U.K. inflation turned out to be stronger than expected in January so it looks like central bank officials are justified in saying elevated consumer prices will prove a bit sticky. There's still some residual price pressures making their way through the economy from the weakness of sterling after the Brexit referendum, and the recent strength of oil complicates the outlook.
What's worrying in Tuesday's report is that core inflation, which excludes energy and food, has bounced back -- it seems domestically generated price pressures are getting entrenched in the economy. So there's plenty of data to support the recent hawkish tone from bank officials, including recovering dove Gertjan Vlieghe, who still see CPI exceeding their 2 percent target at the end of their forecast period.

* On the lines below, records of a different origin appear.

PR #345, opened 2022-10-06
Features/beacon search latest

gsfk:
Adds a new endpoint `/api/beacon-search` for searches forwarded from [beacon](https://github.com/bento-platform/bento_beacon). 

Beacon is a data discovery service focusing on genetic variants. [Version 2 of beacon](https://beacon-project.io/) has the ability to filter queries by clinical or other metadata, so needs the ability to query both katsu and gohan. Note that this endpoint is protected by the gateway only, similar to `/api/individuals` and other endpoints. 

Also in this pr:
- tweaked pagination limits for katsu autocomplete endpoints, which are called by beacon
- tests

### DIFF
--- a/chord_metadata_service/phenopackets/autocomplete_views.py
+++ b/chord_metadata_service/phenopackets/autocomplete_views.py
@@ -3,7 +3,7 @@ from .models import Disease, PhenotypicFeature, Biosample
 
 
 class DiseaseTermAutocomplete(autocomplete.Select2QuerySetView):
-    paginate_by = 50
+    paginate_by = 200
 
     # get_result_value return result.pk
 
@@ -27,7 +27,7 @@ class DiseaseTermAutocomplete(autocomplete.Select2QuerySetView):
 
 
 class PhenotypicFeatureTypeAutocomplete(autocomplete.Select2QuerySetView):
-    paginate_by = 50
+    paginate_by = 200
 
     def get_result_value(self, result):
         # returns phenotypic feature type ontology id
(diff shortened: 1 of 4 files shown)


chord_metadata_service/phenopackets/autocomplete_views.py
```diff
@@ -3,7 +3,7 @@
 
 
 class DiseaseTermAutocomplete(autocomplete.Select2QuerySetView):
-    paginate_by = 50
+    paginate_by = 200
```
ppillot, line 6: Consider using a constant defined at the beginning of the file instead of copying a number at 3 different places.

chord_metadata_service/phenopackets/autocomplete_views.py
```diff
@@ -27,7 +27,7 @@ def get_queryset(self):
 
 
 class PhenotypicFeatureTypeAutocomplete(autocomplete.Select2QuerySetView):
-    paginate_by = 50
+    paginate_by = 200
```
ppillot, line 30: Same as above

chord_metadata_service/phenopackets/autocomplete_views.py
```diff
@@ -46,7 +46,7 @@ def get_queryset(self):
 
 
 class BiosampleSampledTissueAutocomplete(autocomplete.Select2QuerySetView):
-    paginate_by = 50
+    paginate_by = 200
```
ppillot, line 49: Same as above

ppillot (changes requested):
See the nitpicking comment about using constant for the repeated page_size value.
Otherwise, I am not sure that a dedicated endpoint is required for beacon. I think beacon could reach Katsu on the existing private/search endpoint by using the docker network (a url such as http://bentov2-katsu:8000) as the federation service does as it appears it's the same usage.

gsfk:
Closing as unnecessary. I needed this new endpoint for local non-container dev only. Not needed for prod or containerized dev, so no need to merge. I'll make a fresh PR for the pagination limit changes.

If you take Brexit out of the equation, as Governor Mark Carney and his colleagues are determined to do, then it makes sense to pay heed to the strength of the global economy. They're also more confident that there's genuine traction in domestic spending, with the consumer credit picture turning out to be far less worrying than they might have assumed a year ago.
From that perspective, a hike in May looks more likely, and makes sense. Short sterling futures reflect this, and traders have every reason to be more confident in their expectations for a faster pace of bank rate increases.
It's a heroic assumption to say that Brexit doesn't matter. Carney's approach has its merits -- not least that it places a heap of pressure on the government to deliver a smooth divorce from the EU.
There's just no evidence that Brexit is going to be easy.
However, it makes sense for markets to believe the central bank, for now. This means sterling should stay in a tight range until the political decision-making catches up with the BOE position.